9. economizing type data de-duplication method in a kind of cloud storage system according to claim 1, it is characterised in that institute New repeated data block can be introduced by stating modification of the multiple users of client in step 4 to data block, and existing storage system is temporary Without considering the data block that these are repeated, user backs up again after local is to data modification in standby system, the process of backup In filter out the part not made an amendment；And cloud storage is experienced as got desired in local, user to the high in the clouds that user brings The address of the data of modification, directly modifies data, this is exactly cloud storage and the difference of standby system.

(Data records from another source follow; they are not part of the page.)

PR #196, opened 2023-10-26
javascript3-week2/NicoQ

lnknfan90:
Added the HW, thanks for your review  :)

### DIFF
--- a/3_javascript/javascript3/week2/CurrencyCalculator/script.js
+++ b/3_javascript/javascript3/week2/CurrencyCalculator/script.js
@@ -194,14 +194,14 @@ function domLoader() {
 
   function addListOfCurrencies() {
     currencies.forEach((currency) => {
-      var selectToCurrency = document.getElementById("toCurrency");
-      var newCurrencyTo = document.createElement("option");
+      const selectToCurrency = document.getElementById("toCurrency");
+      const newCurrencyTo = document.createElement("option");
       newCurrencyTo.value = currency;
       newCurrencyTo.text = currency;
       selectToCurrency.appendChild(newCurrencyTo);
 
-      var selectFromCurrency = document.getElementById("fromCurrency");
-      var newCurrencyFrom = document.createElement("option");
+      const selectFromCurrency = document.getElementById("fromCurrency");
+      const newCurrencyFrom = document.createElement("option");
       newCurrencyFrom.value = currency;
       newCurrencyFrom.text = currency;
       selectFromCurrency.appendChild(newCurrencyFrom);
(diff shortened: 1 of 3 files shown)


3_javascript/javascript3/week2/CurrencyCalculator/script.js
```diff
@@ -0,0 +1,240 @@
...
+    () => (toCurrency = toCurrencySelect.value)
+  );
+
+  const apiKey = "1bd1c44ffdf9e866b3f41d32";
+  let allData = "";
+  let fromCurrency = "EUR";
+  let toCurrency = "DKK";
+  let amount = 0;
+
+  const currencies = [
```
balance3840, line 31: You already have a list of all the currencies in the response of the API, so you could build this currency array from the API there. Visit this link for reference [https://developer.mozilla.org/en-US/docs/Web/JavaScript/Reference/Global_Objects/Object/keys](https://developer.mozilla.org/en-US/docs/Web/JavaScript/Reference/Global_Objects/Object/keys)

3_javascript/javascript3/week2/CurrencyCalculator/script.js
```diff
@@ -0,0 +1,240 @@
...
+function domListener() {
+  document.addEventListener("DOMContentLoaded", domLoader);
+}
+
+function domLoader() {
+  const inputAmount = document.getElementById("amount");
+  const clickConvert = document.getElementById("convert");
+
+  clickConvert.addEventListener("click", getData);
+  inputAmount.addEventListener("input", () => (amount = inputAmount.value));
```
balance3840, line 11: Nice use of the callback functions here.

3_javascript/javascript3/week2/CurrencyCalculator/script.js
```diff
@@ -0,0 +1,240 @@
...
+          resolve(data);
+        })
+        .then(() => conversionResult());
+    });
+  }
+
+  function conversionResult() {
+    if (isNaN(amount)) {
+      const printResult = document.getElementById("conversionResult");
+      printResult.innerText = `Please enter the amount of money \n(use a period  "." as the decimal point)`;
```
balance3840, line 230: Nice idea to give feedback to the user when something goes wrong.

3_javascript/javascript3/week2/CurrencyCalculator/script.js
lnknfan90: Thanks for the suggestion!  I made the change taking the currencies from the API

PR #199, opened 2023-10-27
javascript3-week2/eva

yagmureva:
Thanks for review.


shpomp (changes requested):
Sorry it was not reviewed for long 😢 

But also, what is this? 😀 
image

All these changes definitely should not be there! 

The currency converter implementation is very very nice! 👏🏽 
I did not find much to comment on.

PR #203, opened 2023-10-28
javascript3-week2/komal

270516:
Thank you for review


3_javascript/javascript3/week2/script.js
```diff
@@ -0,0 +1,21 @@
+console.log("Let's start craziness")
+
+const convert = document.getElementById("convert");
```
balance3840, line 3: The API should populate all currency options instead of just EUR to DKK conversion. The code should be rewritten to comply with the homework.

PR #204, opened 2023-10-28
javascript3-week2/shahnawaz

shazkhan2:


3_javascript/javascript1/week4/script4.js
```diff
@@ -0,0 +1,104 @@
+let userName = [];
```
balance3840, line 1: Probably the name should be in plural ```userNames``` since it is an array.

3_javascript/javascript1/week4/script4.js
```diff
@@ -0,0 +1,104 @@
...
+
+        userName.push(name);
+
+        return `Nice to meet you ${name}`;
+    }
+
+    return "I'm sorry, I don't understand that command.";
+}
+
+if (command === "what is my name") {
```
balance3840, line 21: An idea here could be to convert to ```toLowerCase``` https://www.geeksforgeeks.org/javascript-string-tolowercase-method/.

This is just in case the user makes a mistake and writes ```What is my Name``` for example.

3_javascript/javascript1/week4/script4.js
```diff
@@ -0,0 +1,104 @@
...
+return `Removed ${removeItem} from your todo list`;
+}
+
+
+
+// what is on my todo
+
+function viewToDo() {
+    const excludedNames = ["Benjamin", "Ben"];
+    const activities = aboutMe.filter(activity => !excludedNames.includes(activity));
```
balance3840, line 46: Good idea to use ```filter``` here.

3_javascript/javascript3/week2/currencies.js
```diff
@@ -0,0 +1,163 @@
+const currencies = [
```
balance3840, line 1: You should get this currencies array from the API, since you already have that information in the response.

3_javascript/javascript3/week2/index.js
```diff
@@ -0,0 +1,72 @@
+document.addEventListener("DOMContentLoaded", function () {
+  const api = `https://v6.exchangerate-api.com/v6/${apiKey}/latest/USD`;
+  const fromDropDown = document.getElementById("from-currency");
+  const toDropDown = document.getElementById("to-currency");
+
+  function populateDropdowns() {
+    function addOption(currency, dropdown) {
```
balance3840, line 7: Nice idea to create ```addOption```function to avoid repetitive code.

3_javascript/javascript3/week2/index.js
```diff
@@ -0,0 +1,72 @@
...
+          console.error("Error:", error);
+          resultElement.innerHTML = "Error fetching exchange rates.";
+        });
+    } else {
+      alert("Please enter an amount to convert");
+    }
+  }
+
+  function setupEventListeners() {
+    document
```
balance3840, line 55: Good idea to add event listeners.

PR #212, opened 2023-11-04
javascript3-week2/nada

NadaJrad:


3_javascript/javascript3/week2/index.html
```diff
@@ -0,0 +1,30 @@
...
+  <div id="fromCurrencyContainer">
+    <p>From :</p>
+
+  </div>
+  <div id="toCurrencyContainer">
+    <p>To :</p>
+
+  </div>
+
+  <input type="button" value="Convert" id="mybtn">
```
babak-f, line 25: To make it easier to distinguish to elements, I would suggest you use a more descriptive ID, for example "convertBtn".

3_javascript/javascript3/week2/script.js
```diff
@@ -0,0 +1,68 @@
+
+const ApiKey = `https://open.er-api.com/v6/latest/EUR`;
```
babak-f, line 2: Since you are not using any variable inside the string, you can just use normal single quotes (').

3_javascript/javascript3/week2/script.js
```diff
@@ -0,0 +1,68 @@
...
+
+
+
+let toSelectList = document.createElement("select");
```
babak-f, line 6: Here you could use a const instead of let. Can you guess why?

3_javascript/javascript3/week2/script.js
```diff
@@ -0,0 +1,68 @@
...
+let fromSelectList = document.createElement("select");
+let rates;
+
+fetch(ApiKey)
+    .then(Response => Response.json())
```
babak-f, line 11: In JavaScript, variable names always start with a small letter. It won't affect the code working or not working, but it will help others understand your code easier :)

See https://www.w3schools.com/js/js_conventions.asp

3_javascript/javascript3/week2/script.js
```diff
@@ -0,0 +1,68 @@
...
+    .then(data => { //funA
+        rates = data.rates;
+        changeCurrency(data.rates)
+    });
+
+function changeCurrency(rates) {//funcB
+    //select list from 
+
+    const fromCurrency = document.getElementById("fromCurrencyContainer")
```
babak-f, line 20: Yess - here is the right use of cost :+1:

3_javascript/javascript3/week2/script.js
```diff
@@ -0,0 +1,68 @@
...
+    fromSelectList.id = "SelectFrom";
+    fromCurrency.appendChild(fromSelectList);
+
+    let key = Object.keys(rates)
+
+    for (var i = 0; i < key.length; i++) {
```
babak-f, line 26: In modern JavaScript `var` is not used anymore. See https://www.freecodecamp.org/news/var-let-and-const-whats-the-difference/

3_javascript/javascript3/week2/script.js
```diff
@@ -0,0 +1,68 @@
+
+const ApiKey = `https://open.er-api.com/v6/latest/EUR`;
+
+
+
+let toSelectList = document.createElement("select");
+let fromSelectList = document.createElement("select");
+let rates;
```
babak-f, line 8: Do you think you can move this declaration inside the function where `rates` is used?

In general, it is a good idea to try to avoid global variables as much as possible, since it becomes harder to control (in larger applications) what value they have at a given time.

babak-f (commented):
Great job :)

3_javascript/javascript3/week2/script.js
NadaJrad: yes because it is global variable 😀.

3_javascript/javascript3/week2/script.js
NadaJrad: yes thanks a lot for  helping me .

PR #216, opened 2023-11-08
databases-week1/yagmureva

yagmureva:
Thanks for review

### DIFF
--- a/5_databases/week1/homework
+++ b/5_databases/week1/homework
@@ -1,0 +1,55 @@
+-- Active: 1699216915341@@0.0.0.0@3306@hyf_lesson1
+
+SELECT COUNT(*)
+ FROM task;
+
+
+
+
+SELECT COUNT(*) 
+FROM task 
+WHERE due_date <= CURDATE();
+
+
+
+SELECT *
+FROM task
+WHERE status_id= 3;
+
+
+SELECT *
+FROM task
+WHERE status_id!= 3;
+
+
+
+SELECT *
+FROM task
+ORDER BY created DESC;
+
+
+SELECT MAX(created)
+from task;
+
+SELECT title, due_date
+FROM task;
+
+
+SELECT task.title, status.name
+FROM task, status
+
+
+
+
+SELECT status.name AS status_name, COUNT(task.id) AS task_count
+FROM status
+LEFT JOIN task ON status.id = task.status_id
+GROUP BY status.name;
+
+
+
+SELECT status.name AS status_name, COUNT(task.id) AS task_count
+FROM status
+LEFT JOIN task ON status.id = task.status_id
+GROUP BY status.name
+ORDER BY task_count DESC;


5_databases/week1/homework
```diff
@@ -0,0 +1,55 @@
...
+
+SELECT COUNT(*)
+ FROM task;
+
+
+
+
+SELECT COUNT(*) 
+FROM task 
+WHERE due_date <= CURDATE();
```
adionditsak, line 11: This is an awesome interpretation, that could actually be a real life solution. These tasks are from 2017 tho, so all of them are basically expired. Eventually just try just to look for what is NULL here to practice the `WHERE field IS NULL` statement

5_databases/week1/homework
```diff
@@ -0,0 +1,55 @@
...
+
+
+
+SELECT *
+FROM task
+WHERE status_id= 3;
```
adionditsak, line 17: Well done, but formatting is important in SQL, there should be a space before and after `=` so `WHERE status_id = 3;`

5_databases/week1/homework
```diff
@@ -0,0 +1,55 @@
...
+WHERE status_id!= 3;
+
+
+
+SELECT *
+FROM task
+ORDER BY created DESC;
+
+
+SELECT MAX(created)
```
adionditsak, line 31: This only returns the created field. Think more simple:

```
SELECT * 
FROM task 
ORDER BY created DESC LIMIT 1;
```

cool interpretation tho

5_databases/week1/homework
```diff
@@ -0,0 +1,55 @@
...
+from task;
+
+SELECT title, due_date
```
adionditsak, line 34: Good start, but we miss to search for the "database" string in title and description fields.

You do this with the `LIKE` operator:
https://www.w3schools.com/mysql/mysql_like.asp

5_databases/week1/homework
```diff
@@ -0,0 +1,55 @@
...
+FROM task;
+
+
+SELECT task.title, status.name
```
adionditsak, line 38: This returns the task 3 times with all statuses which means 103 rows of tasks, but we only have 35 tasks. We only want 1 task and its current status:

A little extra help for this:
FROM task
JOIN status
ON status.id=task.status_id;

5_databases/week1/homework
```diff
@@ -0,0 +1,55 @@
...
+
+
+SELECT status.name AS status_name, COUNT(task.id) AS task_count
+FROM status
+LEFT JOIN task ON status.id = task.status_id
+GROUP BY status.name;
+
+
+
+SELECT status.name AS status_name, COUNT(task.id) AS task_count
```
adionditsak, line 51: Well done!

adionditsak (changes requested):

adionditsak:
@yagmureva How is it going? Let me know if you need help :-)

10. economizing type data de-duplication method in a kind of cloud storage system according to claim 1, it is characterised in that institute State and postpone to delete again comprising to operation, determination methods of both hot spot repeated data block and non-hot repeated data block in step 5 Using equation below：

<mrow> <mfenced open = "{" close = ""> <mtable> <mtr> <mtd> <mrow> <msub> <mover> <mi>f</mi> <mo>&OverBar;</mo> </mover> <mrow> <mi>a</mi> <mi>c</mi> <mi>c</mi> <mi>e</mi> <mi>s</mi> <mi>s</mi> </mrow> </msub> <mo>></mo> <mi>&alpha;</mi> </mrow> </mtd> </mtr> <mtr> <mtd> <mrow> <msub> <mover> <mi>f</mi> <mo>&OverBar;</mo> </mover> <mrow> <mi>a</mi> <mi>c</mi> <mi>c</mi> <mi>e</mi> <mi>s</mi> <mi>s</mi> </mrow> </msub> <mo>=</mo> <munder> <mo>&Sigma;</mo> <mrow> <mi>j</mi> <mo>&Element;</mo> <mi>Z</mi> </mrow> </munder> <mfrac> <mrow> <msub> <mi>A</mi> <mi>j</mi> </msub> <mrow> <mo>(</mo> <msub> <mi>t</mi> <mrow> <mi>p</mi> <mo>+</mo> <mn>1</mn> </mrow> </msub> <mo>)</mo> </mrow> <mo>-</mo> <msub> <mi>A</mi> <mi>j</mi> </msub> <mrow> <mo>(</mo> <msub> <mi>t</mi> <mi>p</mi> </msub> <mo>)</mo> </mrow> </mrow> <mrow> <msub> <mi>t</mi> <mrow> <mi>p</mi> <mo>+</mo> <mn>1</mn> </mrow> </msub> <mo>-</mo> <msub> <mi>t</mi> <mi>p</mi> </msub> </mrow> </mfrac> <mo>,</mo> <mi>j</mi> <mo>&NotEqual;</mo> <mi>i</mi> <mo>,</mo> <mi>j</mi> <mo>&Element;</mo> <mi>Z</mi> <mo>,</mo> <msub> <mi>t</mi> <mrow> <mi>p</mi> <mo>+</mo> <mn>1</mn> </mrow> </msub> <mo>></mo> <msub> <mi>t</mi> <mi>p</mi> </msub> </mrow> </mtd> </mtr> </mtable> </mfenced> <mo>-</mo> <mo>-</mo> <mo>-</mo> <mrow> <mo>(</mo> <mn>1</mn> <mo>)</mo> </mrow> </mrow>

In formula, a certain data block is changed in node i, and determines that the data block does not repeat in node i, is had on node j Repeated data block；Represent in t_p+1-t_pSome interior data block of period is at memory node end except the average access of node i Number；α is a threshold value, represents to become access times minimum in the hot spot data block unit interval；A_j(t_p) and A_j(t_p+1) point T is not represented_pAnd t_p+1The access times of a certain data block on moment node j；Z is the numbering set of node where data block B；

Then postpone to delete again for hot spot repeated data block to reduce the access response time of system；For non-hot repeated data Block, the then deletion where selecting non-hot repeated data block on the relatively small number of node of memory node residual capacity are loaded with realizing It is balanced.